◆ WHAT YOU ARE ASKED TO DO
Your task is to copy every line of the records below that contains "great".

[[ DATASET EXCERPTS, beginning ]]

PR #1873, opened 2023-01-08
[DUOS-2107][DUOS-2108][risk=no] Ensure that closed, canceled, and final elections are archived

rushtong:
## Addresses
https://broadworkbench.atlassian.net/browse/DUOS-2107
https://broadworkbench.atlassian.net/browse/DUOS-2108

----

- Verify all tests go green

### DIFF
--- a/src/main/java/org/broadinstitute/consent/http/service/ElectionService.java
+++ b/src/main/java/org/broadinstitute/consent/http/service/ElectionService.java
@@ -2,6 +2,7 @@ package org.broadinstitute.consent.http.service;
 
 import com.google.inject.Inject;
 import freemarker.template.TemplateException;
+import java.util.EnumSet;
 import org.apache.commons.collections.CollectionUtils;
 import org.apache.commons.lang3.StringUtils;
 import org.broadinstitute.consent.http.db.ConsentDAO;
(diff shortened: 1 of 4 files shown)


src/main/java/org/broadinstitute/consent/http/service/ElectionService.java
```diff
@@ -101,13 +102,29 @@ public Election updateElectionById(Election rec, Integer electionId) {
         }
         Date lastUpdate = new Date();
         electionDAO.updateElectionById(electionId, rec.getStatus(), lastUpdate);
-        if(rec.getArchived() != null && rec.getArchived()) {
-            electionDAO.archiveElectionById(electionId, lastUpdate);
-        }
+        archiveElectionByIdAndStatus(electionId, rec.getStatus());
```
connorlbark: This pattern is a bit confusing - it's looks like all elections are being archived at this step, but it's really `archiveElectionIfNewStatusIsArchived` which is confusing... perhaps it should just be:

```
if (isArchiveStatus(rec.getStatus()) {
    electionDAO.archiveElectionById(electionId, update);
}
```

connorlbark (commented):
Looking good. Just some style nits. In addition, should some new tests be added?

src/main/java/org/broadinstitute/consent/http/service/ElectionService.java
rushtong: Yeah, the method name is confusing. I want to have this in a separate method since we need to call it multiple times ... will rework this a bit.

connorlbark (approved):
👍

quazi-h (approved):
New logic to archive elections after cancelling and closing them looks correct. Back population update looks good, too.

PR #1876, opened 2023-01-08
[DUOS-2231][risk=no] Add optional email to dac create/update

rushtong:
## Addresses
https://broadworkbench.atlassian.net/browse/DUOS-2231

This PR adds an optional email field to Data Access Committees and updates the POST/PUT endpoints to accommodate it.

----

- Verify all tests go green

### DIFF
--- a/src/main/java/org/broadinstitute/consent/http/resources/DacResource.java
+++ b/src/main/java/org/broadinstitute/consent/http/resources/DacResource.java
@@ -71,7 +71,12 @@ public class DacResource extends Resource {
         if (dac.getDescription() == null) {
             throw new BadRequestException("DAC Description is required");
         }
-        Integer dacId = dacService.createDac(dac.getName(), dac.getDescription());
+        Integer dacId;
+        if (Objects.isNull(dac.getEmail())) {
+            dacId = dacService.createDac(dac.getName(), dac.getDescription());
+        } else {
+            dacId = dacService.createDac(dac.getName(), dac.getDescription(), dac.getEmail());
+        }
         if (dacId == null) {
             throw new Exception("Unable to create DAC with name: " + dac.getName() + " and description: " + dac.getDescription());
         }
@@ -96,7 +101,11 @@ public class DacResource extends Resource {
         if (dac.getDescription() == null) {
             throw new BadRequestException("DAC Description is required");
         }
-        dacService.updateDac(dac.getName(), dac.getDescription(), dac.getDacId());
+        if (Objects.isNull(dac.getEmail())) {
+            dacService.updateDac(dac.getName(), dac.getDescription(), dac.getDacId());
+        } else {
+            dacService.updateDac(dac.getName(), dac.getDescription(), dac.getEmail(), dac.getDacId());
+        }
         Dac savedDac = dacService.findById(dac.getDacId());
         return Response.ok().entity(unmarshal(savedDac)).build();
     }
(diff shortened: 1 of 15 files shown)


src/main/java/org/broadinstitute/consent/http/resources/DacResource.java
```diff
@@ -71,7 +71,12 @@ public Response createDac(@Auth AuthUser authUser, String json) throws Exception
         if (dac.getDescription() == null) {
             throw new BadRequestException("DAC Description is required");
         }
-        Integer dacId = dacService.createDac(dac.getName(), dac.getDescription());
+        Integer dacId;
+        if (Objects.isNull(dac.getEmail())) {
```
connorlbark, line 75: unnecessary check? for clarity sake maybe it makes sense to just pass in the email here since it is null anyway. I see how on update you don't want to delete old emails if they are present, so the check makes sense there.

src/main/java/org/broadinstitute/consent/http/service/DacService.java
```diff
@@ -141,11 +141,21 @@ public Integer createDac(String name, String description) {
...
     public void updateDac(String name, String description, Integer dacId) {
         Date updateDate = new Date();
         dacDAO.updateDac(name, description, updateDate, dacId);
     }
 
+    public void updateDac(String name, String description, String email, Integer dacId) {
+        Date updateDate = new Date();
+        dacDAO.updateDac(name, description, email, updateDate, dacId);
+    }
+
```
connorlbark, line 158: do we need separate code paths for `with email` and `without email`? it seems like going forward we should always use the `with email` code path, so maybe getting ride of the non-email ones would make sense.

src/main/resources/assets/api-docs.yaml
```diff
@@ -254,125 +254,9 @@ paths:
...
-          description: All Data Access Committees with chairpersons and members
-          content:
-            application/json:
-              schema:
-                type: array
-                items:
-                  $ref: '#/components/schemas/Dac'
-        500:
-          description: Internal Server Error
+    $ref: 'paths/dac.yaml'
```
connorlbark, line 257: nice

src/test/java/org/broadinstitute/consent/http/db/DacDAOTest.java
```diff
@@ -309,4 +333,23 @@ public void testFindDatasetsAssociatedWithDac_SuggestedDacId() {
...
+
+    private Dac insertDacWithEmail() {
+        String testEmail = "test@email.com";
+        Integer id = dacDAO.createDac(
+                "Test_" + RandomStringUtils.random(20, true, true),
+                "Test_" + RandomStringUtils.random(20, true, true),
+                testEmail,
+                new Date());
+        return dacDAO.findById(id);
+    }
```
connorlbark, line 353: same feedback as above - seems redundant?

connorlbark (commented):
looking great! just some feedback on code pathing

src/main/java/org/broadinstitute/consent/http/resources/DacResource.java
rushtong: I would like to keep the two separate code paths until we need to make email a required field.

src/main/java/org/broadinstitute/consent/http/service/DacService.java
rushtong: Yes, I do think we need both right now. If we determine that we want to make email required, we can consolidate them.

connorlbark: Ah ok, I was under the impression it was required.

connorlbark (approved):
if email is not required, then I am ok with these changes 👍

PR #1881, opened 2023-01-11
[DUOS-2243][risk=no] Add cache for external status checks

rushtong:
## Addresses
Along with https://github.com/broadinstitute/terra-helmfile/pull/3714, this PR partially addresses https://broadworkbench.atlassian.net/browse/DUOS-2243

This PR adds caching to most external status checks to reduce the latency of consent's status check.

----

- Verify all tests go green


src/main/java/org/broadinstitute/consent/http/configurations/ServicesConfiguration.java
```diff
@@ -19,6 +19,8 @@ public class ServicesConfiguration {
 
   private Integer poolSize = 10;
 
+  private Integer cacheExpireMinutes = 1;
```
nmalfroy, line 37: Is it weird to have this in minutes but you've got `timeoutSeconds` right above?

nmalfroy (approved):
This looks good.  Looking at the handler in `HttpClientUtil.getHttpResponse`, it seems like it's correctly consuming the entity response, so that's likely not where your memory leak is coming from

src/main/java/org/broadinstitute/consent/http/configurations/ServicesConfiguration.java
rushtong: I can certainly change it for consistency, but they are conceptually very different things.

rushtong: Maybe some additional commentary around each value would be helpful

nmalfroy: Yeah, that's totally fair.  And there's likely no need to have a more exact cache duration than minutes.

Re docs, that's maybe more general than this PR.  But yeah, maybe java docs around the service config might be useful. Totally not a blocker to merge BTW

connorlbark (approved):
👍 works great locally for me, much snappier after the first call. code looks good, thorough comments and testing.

[[ DATASET EXCERPTS, end ]]

◆ SOLVED PROBLEM
looking great! just some feedback on code pathing
👍 works great locally for me, much snappier after the first call. code looks good, thorough comments and testing.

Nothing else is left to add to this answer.